_What to do_. Given the records below, pull every line with the word "using" into the answer.

Stored data:
=== Section Start ===

PR #11863, opened 2018-10-18
libr/util/list.c: remove assert in r_list_length

### LINKED ISSUE #11844: rlist asserts in i commands
screenshot 2018-10-18 at 02 44 38

davidpolverari:
r_list_length was not returning 0 if RList* was null, because assert
prevented it.

Closes #11844

### DIFF
--- a/libr/util/list.c
+++ b/libr/util/list.c
@@ -52,8 +52,7 @@ R_API void r_list_init(RList *list) {
 }
 
 R_API int r_list_length(const RList *list) {
-	r_return_val_if_fail (list, 0);
-	return list->length;
+	return list? list->length: 0;
 }
 
 /* remove all elements of a list */


radare:
asserts are there for a reason, we must fix the code to avod those asserts to happen

davidpolverari:
so, for example [in this line](https://github.com/radare/radare2/blob/136db63c05cfae30d5ab145e8a697c9598f561bc/libr/core/cmd_info.c#L512) `obj->libs` could never be `NULL`? I thought that [r_list_length](https://github.com/radare/radare2/blob/7677ef924668a7e7742eb77c9086a4149696e577/libr/util/list.c#L54) should deal with a null RList*, as for example in the case stated in issue #11844, r2 with malloc://1024 will have a obj->libs==NULL, right?

ret2libc:
> Should in this case a NULL pointer never be passed to r_list_length?

That's right. It shouldn't. `r_list_length` should return the length of a list and NULL is not a list, so you are calling it wrongly. In particular in https://github.com/radare/radare2/issues/11844, we should check for obj->libs, etc. and provide a meaningful message before calling `r_list_length`. For example, something like `The opened file does not provide binary information`.

Example (very simple but just to get the idea) for https://github.com/radare/radare2/blob/136db63c05cfae30d5ab145e8a697c9598f561bc/libr/core/cmd_info.c#L510:
```
case 'l': { // "il"
			RBinObject *obj = r_bin_cur_object (core->bin);
                        if (!obj || !obj->libs) {
                                    eprintf("The opened file does not provide binary or libs info\n");
                                    break;
                        }
			RBININFO ("libs", R_CORE_BIN_ACC_LIBS, NULL, r_list_length (obj->libs));
			break;
}
```

This shows, for example, that we are dealing with `i` commands in the wrong way. Why would you want to get empty results from `i` commands when there's no binary? If you call `il` and you just get no output, does that mean the binary has no libraries or that you have opened a file with no binary/lib information? These asserts help us catch those cases.

radare:
i always prefer to have positive conditionals. so do if (obj && obj->libs) { … } else eprintf

PR #11866, opened 2018-10-19
libr/asm: Use memcmp instead of strcmp in r_asm_add

lzutao:


lzutao:
Ooops, closed becaused using C99 variable declaration.

PR #11867, opened 2018-10-19
libr/asm: Use memcmp instead of strcmp in r_asm_add

lzutao:


lzutao:
Build failed ! Checking it !

radare:
Thats wrong. What are you trying to do here?

lzutao:
Sorry, I tried to reuse the `r_asm_is_valid` function in ` r_asm_add`, and use `memcmp` instead of `strcmp` but I forgot to +1 in result of `strlen`.

radare:
there’s no point in using memcmp to compare strings, strcmp should be used

lzutao:
There is a TODO in `asm.c` say that "use memcmp instead of strcmp". 

Btw, what about using `strncmp` instead?

Maijin:
image

Maijin:
Quite old commit though

Maijin:
@lzutao if you're looking for contributions use the issue tracker ;)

=== Section End ===

_Written reply_.
Ooops, closed becaused using C99 variable declaration.
there’s no point in using memcmp to compare strings, strcmp should be used
Btw, what about using `strncmp` instead?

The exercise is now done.